**INSTRUCTIONS FOR THE TASK**
Calculate how many lines of the data hold "review". The answer consists of that number only.

**Dataset entries**
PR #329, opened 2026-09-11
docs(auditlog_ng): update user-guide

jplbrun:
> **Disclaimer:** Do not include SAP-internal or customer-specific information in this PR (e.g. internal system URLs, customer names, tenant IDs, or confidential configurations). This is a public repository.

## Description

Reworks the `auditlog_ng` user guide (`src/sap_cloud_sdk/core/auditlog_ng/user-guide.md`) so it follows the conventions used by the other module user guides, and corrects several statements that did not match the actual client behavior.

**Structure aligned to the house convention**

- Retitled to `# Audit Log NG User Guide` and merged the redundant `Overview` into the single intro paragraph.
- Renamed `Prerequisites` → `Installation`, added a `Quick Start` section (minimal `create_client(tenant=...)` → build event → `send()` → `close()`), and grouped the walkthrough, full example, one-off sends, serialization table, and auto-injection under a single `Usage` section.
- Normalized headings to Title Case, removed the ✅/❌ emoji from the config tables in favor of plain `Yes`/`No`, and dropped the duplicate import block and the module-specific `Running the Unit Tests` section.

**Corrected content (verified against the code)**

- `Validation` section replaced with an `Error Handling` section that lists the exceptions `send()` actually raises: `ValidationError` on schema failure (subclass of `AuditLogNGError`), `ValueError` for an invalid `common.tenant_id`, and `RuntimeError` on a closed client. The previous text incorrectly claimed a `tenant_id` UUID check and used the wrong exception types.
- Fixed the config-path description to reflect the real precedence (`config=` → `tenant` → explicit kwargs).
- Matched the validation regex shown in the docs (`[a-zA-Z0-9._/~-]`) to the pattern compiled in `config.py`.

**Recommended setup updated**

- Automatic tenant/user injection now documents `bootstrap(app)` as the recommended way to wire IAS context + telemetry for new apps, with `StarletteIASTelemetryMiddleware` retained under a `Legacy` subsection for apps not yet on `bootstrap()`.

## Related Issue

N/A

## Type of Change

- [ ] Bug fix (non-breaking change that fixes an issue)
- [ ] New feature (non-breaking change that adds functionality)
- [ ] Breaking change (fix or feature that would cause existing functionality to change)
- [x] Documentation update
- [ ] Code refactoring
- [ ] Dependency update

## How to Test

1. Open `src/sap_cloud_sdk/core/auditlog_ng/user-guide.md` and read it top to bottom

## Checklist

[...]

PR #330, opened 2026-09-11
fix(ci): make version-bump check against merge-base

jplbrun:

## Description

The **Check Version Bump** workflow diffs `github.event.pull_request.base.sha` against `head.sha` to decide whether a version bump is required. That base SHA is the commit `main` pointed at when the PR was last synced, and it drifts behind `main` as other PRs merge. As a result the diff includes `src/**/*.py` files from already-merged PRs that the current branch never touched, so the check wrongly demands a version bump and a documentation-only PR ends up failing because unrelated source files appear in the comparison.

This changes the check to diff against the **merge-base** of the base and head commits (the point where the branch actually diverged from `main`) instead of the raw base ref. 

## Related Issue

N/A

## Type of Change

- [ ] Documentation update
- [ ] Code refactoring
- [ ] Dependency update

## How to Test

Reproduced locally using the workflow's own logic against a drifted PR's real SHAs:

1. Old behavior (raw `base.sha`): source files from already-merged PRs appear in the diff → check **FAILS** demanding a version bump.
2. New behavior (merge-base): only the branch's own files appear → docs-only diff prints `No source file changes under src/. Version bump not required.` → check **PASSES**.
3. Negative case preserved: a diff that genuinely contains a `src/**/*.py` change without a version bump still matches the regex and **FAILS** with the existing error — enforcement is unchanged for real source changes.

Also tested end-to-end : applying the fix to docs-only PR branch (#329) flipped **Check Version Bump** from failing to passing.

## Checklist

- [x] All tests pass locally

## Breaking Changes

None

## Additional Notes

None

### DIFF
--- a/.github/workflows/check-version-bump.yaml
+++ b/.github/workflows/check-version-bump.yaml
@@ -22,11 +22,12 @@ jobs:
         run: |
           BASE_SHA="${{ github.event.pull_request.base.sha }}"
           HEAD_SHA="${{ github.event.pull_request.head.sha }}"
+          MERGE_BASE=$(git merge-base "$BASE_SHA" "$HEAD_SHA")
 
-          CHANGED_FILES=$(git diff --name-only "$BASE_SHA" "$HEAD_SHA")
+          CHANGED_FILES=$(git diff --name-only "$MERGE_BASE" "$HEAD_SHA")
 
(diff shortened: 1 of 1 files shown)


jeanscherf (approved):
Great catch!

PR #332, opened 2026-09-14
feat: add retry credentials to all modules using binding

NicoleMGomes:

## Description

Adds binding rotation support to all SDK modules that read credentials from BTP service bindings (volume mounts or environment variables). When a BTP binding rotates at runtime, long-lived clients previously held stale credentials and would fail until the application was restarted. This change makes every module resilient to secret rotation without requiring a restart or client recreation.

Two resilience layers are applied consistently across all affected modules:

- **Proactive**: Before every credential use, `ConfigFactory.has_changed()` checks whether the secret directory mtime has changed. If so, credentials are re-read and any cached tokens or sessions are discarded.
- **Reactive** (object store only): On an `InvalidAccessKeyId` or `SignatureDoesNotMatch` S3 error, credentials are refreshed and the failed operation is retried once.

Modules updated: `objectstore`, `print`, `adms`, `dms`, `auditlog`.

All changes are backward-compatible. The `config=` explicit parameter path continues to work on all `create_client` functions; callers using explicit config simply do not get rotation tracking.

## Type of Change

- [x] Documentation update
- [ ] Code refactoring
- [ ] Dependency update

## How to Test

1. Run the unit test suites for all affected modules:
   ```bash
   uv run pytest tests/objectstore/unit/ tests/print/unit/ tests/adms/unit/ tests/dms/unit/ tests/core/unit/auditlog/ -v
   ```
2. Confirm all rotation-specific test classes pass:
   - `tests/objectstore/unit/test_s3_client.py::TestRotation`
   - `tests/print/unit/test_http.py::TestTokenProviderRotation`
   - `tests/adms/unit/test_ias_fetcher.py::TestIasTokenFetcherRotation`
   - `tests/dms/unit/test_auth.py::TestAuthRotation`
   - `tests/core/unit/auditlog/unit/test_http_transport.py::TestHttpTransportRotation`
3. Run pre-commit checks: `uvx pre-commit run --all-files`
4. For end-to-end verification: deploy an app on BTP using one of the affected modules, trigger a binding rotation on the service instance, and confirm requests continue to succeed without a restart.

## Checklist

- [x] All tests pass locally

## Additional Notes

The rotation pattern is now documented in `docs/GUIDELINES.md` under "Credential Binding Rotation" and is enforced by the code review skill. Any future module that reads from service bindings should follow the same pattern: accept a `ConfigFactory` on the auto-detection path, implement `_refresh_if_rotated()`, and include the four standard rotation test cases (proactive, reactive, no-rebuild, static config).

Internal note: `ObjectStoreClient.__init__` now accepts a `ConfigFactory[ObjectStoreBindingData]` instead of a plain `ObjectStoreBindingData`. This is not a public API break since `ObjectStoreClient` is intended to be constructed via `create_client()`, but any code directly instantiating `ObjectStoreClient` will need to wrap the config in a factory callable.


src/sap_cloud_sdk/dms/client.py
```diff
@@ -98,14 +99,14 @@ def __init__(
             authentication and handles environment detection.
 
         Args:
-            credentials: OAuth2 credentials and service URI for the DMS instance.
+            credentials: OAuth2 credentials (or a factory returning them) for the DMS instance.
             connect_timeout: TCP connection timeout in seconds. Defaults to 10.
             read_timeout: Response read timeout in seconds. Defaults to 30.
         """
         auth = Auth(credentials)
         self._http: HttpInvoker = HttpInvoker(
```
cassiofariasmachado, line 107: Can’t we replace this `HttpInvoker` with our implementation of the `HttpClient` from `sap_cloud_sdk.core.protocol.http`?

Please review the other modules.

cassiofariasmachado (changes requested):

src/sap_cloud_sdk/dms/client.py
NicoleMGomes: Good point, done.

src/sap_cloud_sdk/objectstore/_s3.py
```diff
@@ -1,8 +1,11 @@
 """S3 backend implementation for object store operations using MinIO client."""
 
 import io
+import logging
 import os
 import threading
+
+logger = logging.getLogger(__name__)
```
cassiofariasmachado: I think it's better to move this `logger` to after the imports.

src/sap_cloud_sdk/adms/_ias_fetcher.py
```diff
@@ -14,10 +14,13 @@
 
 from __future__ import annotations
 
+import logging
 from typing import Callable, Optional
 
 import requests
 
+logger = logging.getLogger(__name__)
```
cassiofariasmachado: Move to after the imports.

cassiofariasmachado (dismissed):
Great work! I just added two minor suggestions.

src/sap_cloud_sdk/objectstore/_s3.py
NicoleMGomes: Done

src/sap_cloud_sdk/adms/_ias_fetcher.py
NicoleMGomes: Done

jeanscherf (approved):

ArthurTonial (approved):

**ANSWER BOX**
2